Feuer hat etwas Faszinierendes. Wer einmal in einer kalten Nacht vor einem Feuer gestanden ist, weiss: Man bleibt nicht unberührt. Feuer zieht an. Es wärmt, sammelt, erhellt, macht sichtbar, was vorher im Dunkeln lag. Vielleicht ist mir dieses Bild auch deshalb so präsent, weil das BLESS Missionswerk selbst eine Flamme im Logo trägt. Unsere Sehnsucht war von Anfang an nicht, ein weiteres kirchliches Projekt zu verwalten, sondern Feuer zu entfachen: Glauben, der wieder brennt; Herzen, die sich von Christus entzünden lassen; eine Kirche, die nicht nur Asche bewacht, sondern vom Heiligen Geist her neu leuchtet. Genau darum ist das Feuer für mich kein fremdes Bild. Es gehört zu meiner Berufung, zu unserem Missionswerk und zu meiner Hoffnung für die Kirche in der Schweiz.

Vielleicht habe ich gerade deshalb diese zweijährige Ausbildung begonnen. Nicht, weil mir das Feuer fremd wäre, sondern weil ich wissen wollte, ob es wirklich auf dem Altar brennt. Nach acht Quartalen habe ich sie nun abgeschlossen. Ich sass nicht am Rand und habe von aussen kommentiert. Ich war dabei. Ich habe die Vorträge gehört, die Unterlagen studiert, Aufgaben geschrieben, in Kleingruppen mitgearbeitet, gebetet, zugehört und manches auch dankbar empfangen. Gerade deshalb schreibe ich nicht leichtfertig. Wer Feuer gesehen hat, soll nicht so tun, als wäre da nur Rauch gewesen. Aber wer Feuer liebt, muss auch fragen, auf welchem Altar es brennt.

Altar mit Kerzenlicht als Bild für Eucharistie und katholische Unterscheidung der Geister

Aus dieser Prüfung ist eine ausführliche persönliche Analyse entstanden, die am Ende dieses Beitrags heruntergeladen werden kann. Sie ist keine offizielle kirchliche Beurteilung und kein Urteil über die Herzen der Verantwortlichen oder Teilnehmenden. Sie ist eine priesterliche Einschätzung nach eigener Teilnahme, eigener Auswertung der mir vorliegenden Materialien und ergänzender Recherche.

Und gleich zu Beginn möchte ich sagen: Ich habe bei Encounter viele Menschen erlebt, die Christus lieben. Menschen, die beten, die katholisch glauben wollen, die sich nicht mit einem müden Kirchenbetrieb zufriedengeben und die eine ehrliche Sehnsucht nach missionarischer Fruchtbarkeit in sich tragen. In einer Zeit, in der viele Pfarreien eher nach Verwaltungsstelle als nach brennendem Obergemach wirken, ist diese Sehnsucht nicht geringzuschätzen. Die Kirche braucht Laien, die beten, die Zeugnis geben, die für Menschen da sind und die wieder damit rechnen, dass Gott heute handelt.

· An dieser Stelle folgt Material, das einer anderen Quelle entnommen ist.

Issue #872, opened 2017-03-13
glTF 2.0 buffer.uri should not be a required property


robertlong:
A [GLB Stored Buffer](https://github.com/KhronosGroup/glTF/tree/2.0/specification/2.0#glb-stored-buffer) requires the uri property to be undefined. However, the spec has it as a required property.

https://github.com/KhronosGroup/glTF/blob/2.0/specification/2.0/schema/buffer.schema.json#L26

We should remove the requirement.

lexaknyazev:
Closed with #873.

pjcozzi:
Good eye, thanks again @robertlong!

PR #873, opened 2017-03-13
glTF 2.0 buffer.uri should not be a required property

robertlong:
Addresses #872


lexaknyazev:
Thanks, that was overlooked.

Gerade darin liegt aber auch die Versuchung. Wo etwas endlich wieder lebendig wirkt, will man nicht bremsen. Wo Menschen aufblühen, möchte man nicht der sein, der Fragen stellt. Wo vom Heiligen Geist gesprochen wird, klingt Prüfung schnell nach Misstrauen. Doch die Heilige Schrift denkt anders. Johannes schreibt: «Liebe Brüder, traut nicht jedem Geist, sondern prüft die Geister, ob sie aus Gott sind; denn viele falsche Propheten sind in die Welt hinausgezogen.» (1 Joh 4,1) Und Paulus sagt nicht: Löscht alles aus, was euch fremd ist. Er sagt: «Prüft alles, und behaltet das Gute!» (1 Thess 5,21)

Genau das war mein innerer Weg. Ich wollte nicht den Heiligen Geist dämpfen. Ich wollte aber auch nicht jede geistliche Dynamik einfach übernehmen, nur weil sie kräftig, mutig oder erfolgreich wirkt. Feuer ist gut, wenn es auf dem Altar brennt. Daneben kann dasselbe Feuer Schaden anrichten.

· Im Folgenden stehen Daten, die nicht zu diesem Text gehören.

Issue #868, opened 2017-03-10
KHR_technique_webgl and binary shaders


lasalvavida:
@lexaknyazev correct me if I'm wrong or there is already something in the work for this.

Currently I don't see a defined way to point shaders in KHR_technique_webgl to a binary bufferView. This was done in 1.0 like this:

```javascript
shaders: {
  shader: {
    extensions: {
      KHR_binary_glTF: {
        bufferView: "some buffer view"
      }
    }
  }
}
```

I would propose just allowing shaders to point into the bufferView for 2.0, which seems in line with what was done for images.

```javascript
shaders: [
  {
    bufferView: 0
  }
]
```

lasalvavida:
I can make the PR for this if necessary

pjcozzi:
+1

> I can make the PR for this if necessary

@lexaknyazev do you have a preference?

lasalvavida:
Bump

pjcozzi:
@lasalvavida can you make the PR to keep momentum here?  A lot of folks are swamped with finishing other spec work.

pjcozzi:
@donmccurdy should this be considered for KHR_technique_webgl in the short-term?  Seems like yes to stay consistent with glTF 2.0., e.g., textures can be backed by buffers instead of just image files.

donmccurdy:
Yes, i see `bufferView` mentioned in the extension text now (with #894), probably just a matter of finishing the description of the change under the Shader object’s properties.

lexaknyazev:
This feedback has been included into `KHR_techniques_webgl`.

PR #894, opened 2017-03-26
Shader bufferView README changes

lasalvavida:
PR for #868,

it looks like the schema already allows this


pjcozzi:
+1 from me.

@lexaknyazev do you want to look at this before I merge?  This extension is still draft, but we need it to keep moving forward gltf-pipeline work.

pjcozzi:
Merging since this extension is still in draft and we want to keep it consistent with current implementations.

PR #895, opened 2017-03-31
Fix inconsistent schema JSON space formatting

bghgary:


emackey:
Is there a script or something that does this?  (I ask because I've run this schema through homegrown converters and attempted to `JSON.stringify` it, which really highlights inconsistencies).

bghgary:
I did some searching and there are a bunch of tools that do this, but none of them leave the expand/collapse of objects/arrays alone in the file. The best one I've found so far is https://github.com/MaxArt2501/json-fmt which at least allows specifying what to do with the spacing.

I did this one file at a time with Visual Studio proper (not VSCode) which doesn't change the expand/collapse of the objects/arrays in the file, but not everyone will have access to this.

Perhaps, we should just format all the files using an open source tool like json-fmt with specific settings. A script can be easily written to do this. Thoughts?

pjcozzi:
Merging, but please continue the tools conversation here or elsewhere if worthwhile.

Mein Kurzurteil lautet deshalb: Encounter ist ein gemischtes Phänomen. Es enthält echte katholisch anschlussfähige Elemente. Es weckt missionarischen Mut, erinnert an Taufe und Firmung, nimmt Heilung, Prophetie, Gebet und Evangelisation ernst und ruft Laien aus einer Passivität heraus, die der Kirche nicht innerlich lähmt. Doch in der vorliegenden Form halte ich die Ausbildung theologisch nicht für ausreichend geklärt, besonders nicht für den deutschsprachigen und Schweizer Kontext.

Das Problem liegt nicht darin, dass Encounter charismatisch ist. Die Kirche war von Anfang an charismatisch. Die Apostelgeschichte ist voll von Kühnheit, Heilung, Gebet, Zeichen und Sendung. Das Problem liegt eher darin, dass Charismen über weite Strecken in einer Sprache von Aktivierung, Training, Werkzeugen, Vollmacht, Risiko und Wirkung vermittelt werden, während die sakramentale, eucharistische, marianische, asketische und kirchlich-hierarchische Ordnung zu wenig das Fundament bildet.

Jesus begegnet einem Menschen im Licht des Feuers als Bild für katholische Unterscheidung

Katholisch beginnt Sendung nicht zuerst mit Aktivierung, sondern mit Christus. In der Taufe werden wir ihm eingegliedert, in der Firmung gestärkt, in der Beichte gereinigt, in der Eucharistie genährt und im Kreuz geformt. Charismen sind reale Gaben des Heiligen Geistes, aber sie sind kein geistlicher Werkzeugkasten, den man einfach aufklappt und bedient. Die Gnade ist kein Transfergut, das von einer Person auf die nächste weitergereicht wird wie ein Stromkabel. Sie bleibt Geschenk. Sie bleibt unverfügbar. Sie gehört der Kirche und dient der Kirche.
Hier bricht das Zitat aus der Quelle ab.